Saved entries ::
━━━━━━

PR #2193, opened 2018-02-08
Avoid duplicated SWNAMES in to auto-generated CLI output

wilzbach:
From https://github.com/dlang/dlang.org/pull/2068#issuecomment-363652740

Not so sure whether's really worth bother though.

### DIFF
--- a/ddoc_preprocessor.d
+++ b/ddoc_preprocessor.d
@@ -286,6 +286,9 @@ auto genSwitches(string fileText)
 {
     enum ddocKey = "$(CLI_SWITCHES";
     auto content = ddocKey ~ "\n";
+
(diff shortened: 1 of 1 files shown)


CyberShadow:
Thanks. Considering this is one step closer to generating pedantically correct HTML, I think it is.

wilzbach:
And it's also closer to the non-generated version...

CyberShadow:
(An alternative to not emitting them would be to make them unique)

wilzbach:
(Yes, but then I would have needed to modify the SWNAME macro - not impossible, but resulting in a larger diff. I was torn between both approaches and ultimately went with this one because of the smaller diff and being closer to the "original")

━━━━━━

TASK OBJECTIVE ::
The answer must be the number of lines in the records where the string "auto" is found, stated alone.

FINISHED EXERCISE ::
3